# Happy Mabon



## Irish Pixie (May 14, 2002)




----------



## snowlady (Aug 1, 2011)

Thank you!


----------



## Alice In TX/MO (May 10, 2002)

Bonfire tonight!


----------



## no really (Aug 7, 2013)

Bonfire, friends, family and food. Thank you


----------



## miggyb (May 2, 2015)

Irish Pixie said:


> View attachment 69982


Colcannon(sp?) for my "witchie" granddaughter. Delayed, from last nite and our celebratory yearly treat and only food request. This yrs senior pic. My pride and joy!


----------



## Irish Pixie (May 14, 2002)

Your granddaughter is lovely, miggieb. 

I love colcannon made with potatoes, turnips, and cabbage.


----------



## Grey Mare (Jun 28, 2013)

Pixie...and those of the Pagan faith:


----------



## Grey Mare (Jun 28, 2013)

And this is why wise woman, herbalist, and holistic woman were burned at the stake...ignorance and misconception. Even those of us of the Pagan faith must endure others ridicule. Yes, really is quite sad.


----------



## Alice In TX/MO (May 10, 2002)

Aaaaand....here you go. 

The obligatory Origin of Holidays list. 

https://list25.com/25-popular-holidays-with-surprisingly-pagan-origins/


----------



## Clem (Apr 12, 2016)

At first, I thought I was the one who was a mabon. I guess not.


----------



## Alice In TX/MO (May 10, 2002)




----------



## Grey Mare (Jun 28, 2013)

I don't prescribe to your form of dogma. I don't think it is appropriate for you to come onto a thread quoting from the bible when this is merely a time to welcome in Fall for some of us in a different way. Instead, you quote verses that call us names such as wicked and evil. I an neither of the two, as I doubt those who are Pagan and practice are either. Is it that hard for you to simply let someone who practices a different faith have their welcome of a season of change and move on? Why do you feel you must quote a book, written by men, with their own thoughts and interpretations, here? What do you think you are doing when doing so?

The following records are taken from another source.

PR #2018, opened 2026-04-27
chore: prevent whitespace-only Hero title

dcshzj:
## Problem

The Hero component's `title` field accepts strings consisting solely of whitespace characters. A user can save a hero banner with a blank-looking title (e.g. `"   "`), which produces an empty-looking banner without any validation feedback.

## Solution

Apply the existing `NON_EMPTY_STRING_REGEX` pattern (already used by `InfoCards`) to the Hero `title` field so the schema rejects empty strings and whitespace-only input. A user-friendly `errorMessage` is added so the editor surfaces the message *"cannot be empty or contain only spaces"* instead of a raw regex failure.

**Breaking Changes**

  - Details ...

**Features**:

- N/A

**Improvements**:

- Hero `title` field now validates against whitespace-only input across all hero variants (gradient, block, large image, floating, searchbar) since the rule is applied on the shared `HeroBaseSchema`.

**Bug Fixes**:

- Prevents users from saving a Hero block with a title containing only spaces.

## Before & After Screenshots

**BEFORE**:

**AFTER**:

## Tests

- [ ] In Studio, open a page and add (or edit) a Hero block.
- [ ] In the Hero text field, enter only spaces (e.g. `"   "`) and confirm the field shows the validation error *"cannot be empty or contain only spaces"* and that saving is blocked.
- [ ] Clear the field entirely and confirm the same validation error appears.
- [ ] Enter a valid title with leading/trailing spaces (e.g. `"  Hello  "`) and confirm the field validates successfully and the hero block can be saved.
- [ ] Repeat the above for each Hero variant (gradient, block, large image, floating, searchbar) to confirm consistent validation behaviour.

**New scripts**:

- N/A

**New dependencies**:

- N/A

**New dev dependencies**:

- N/A

### DIFF
--- a/packages/components/src/interfaces/complex/Hero.ts
+++ b/packages/components/src/interfaces/complex/Hero.ts
@@ -4,7 +4,7 @@ import type { IsomerSiteProps, LinkComponentType } from "~/types"
 import { Type } from "@sinclair/typebox"
 import { omit } from "lodash-es"
 import { IMAGE_ACCEPTED_MIME_TYPE_MAPPING } from "~/constants/image"
-import { LINK_HREF_PATTERN } from "~/utils/validation"
+import { LINK_HREF_PATTERN, NON_EMPTY_STRING_REGEX } from "~/utils/validation"
 
 import { ARRAY_RADIO_FORMAT } from "../format"
 import { generateImageSrcSchema } from "./Image"
@@ -23,6 +23,10 @@ const HeroBaseSchema = Type.Object({
     title: "Hero text",
     description: "The title of the hero banner",
     maxLength: 100,
+    pattern: NON_EMPTY_STRING_REGEX,
+    errorMessage: {
+      pattern: "cannot be empty or contain only spaces",
+    },
   }),
   subtitle: Type.Optional(
     Type.String({


seaerchin:

Single-file change in `packages/components/src/interfaces/complex/Hero.ts`:

- Adds `pattern: NON_EMPTY_STRING_REGEX` (`^(?=.*\\S)`) to `HeroBaseSchema.title`
- Adds an `errorMessage.pattern` of `"cannot be empty or contain only spaces"`

Because the rule is on `HeroBaseSchema`, all five Hero variants (gradient, block, large image, floating, searchbar) inherit the validation.

Reuses the existing regex already used by `InfoCards`. No new dependencies. **Stats:** +5 / -1, 1 file.

seaerchin (commented):

---

### **praise:** Right pattern, right place. **[Confidence: HIGH]**

The change is on `HeroBaseSchema`, so all five Hero variants (gradient, block, large image, floating, searchbar) inherit the rule with one edit. Reusing the existing `NON_EMPTY_STRING_REGEX` keeps validation message + behaviour consistent with `InfoCards`. This is the minimal correct change.

---

### **question:** Will already-published Hero blocks with whitespace-only titles fail validation on next save? **[Confidence: MEDIUM]**

`NON_EMPTY_STRING_REGEX` runs at validation time. Existing pages render fine, but the moment an editor opens and saves them they will be blocked from saving. Probably the intent (force a fix) but worth confirming. If a softer rollout is desired, consider a one-off backfill that nudges those titles to "Untitled".

---

### **suggestion:** Consider also trimming on save. **[Confidence: LOW]**

The regex only forbids fully whitespace strings. `"  Hello"` (leading/trailing spaces) still passes. If the design intent is "title is a non-empty string," `.trim()` (or a "remove whitespace" hint) would be a natural complement — not blocking.

---

### **note:** No tests added. **[Confidence: HIGH]**

A one-line `Value.Check`-based test confirming `"   "` fails while `"Hello"` passes would lock the behaviour in.

---

### **praise:** Clean reuse of `errorMessage`. **[Confidence: HIGH]**

Surfacing a human-readable `errorMessage.pattern` instead of a raw regex match failure is exactly the right UX move and matches `InfoCards`.

adriangohjw (approved):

Fates blessings to you 4tu....and Happy Mabon to you as well....


----------



## Alice In TX/MO (May 10, 2002)

It could be that they feel compelled by religious fervor and the need to proselytize. 

Taking a nap would be a better choice.


----------



## Evons hubby (Oct 3, 2005)

Alice In TX/MO said:


> It could be that they feel compelled by religious fervor and the need to proselytize.
> 
> Taking a nap would be a better choice.


I think there is a reason religious threads were assigned to the darkroom. Like politics they tend to deteriorate rapidly into hiss n spit, peeing contests. Everyone likes to think that their God is better than any one else's. Me? I just try to get along with everyone.


----------



## Irish Pixie (May 14, 2002)

Grey Mare said:


> That's just it though, were not saying our faith is better, or worse, than anyone else's, were only saying welcome Fall so to speak. It is others who are attempting to interject and say the above.


I could have said happy autumnal equinox but Mabon is much nicer sounding.


----------



## IndyDave (Jul 17, 2017)

I would like to wish everyone a great day regardless of what they may see in it!


----------



## wr (Aug 10, 2003)

Yvonne's hubby said:


> I think there is a reason religious threads were assigned to the darkroom. Like politics they tend to deteriorate rapidly into hiss n spit, peeing contests. Everyone likes to think that their God is better than any one else's. Me? I just try to get along with everyone.


We don't move Merry Christmas or Happy Easter threads and I would expect members to respect other's beliefs.


----------



## po boy (Jul 12, 2010)

Grey Mare said:


> *Fates* blessings to you 4tu....and Happy Mabon to you as well....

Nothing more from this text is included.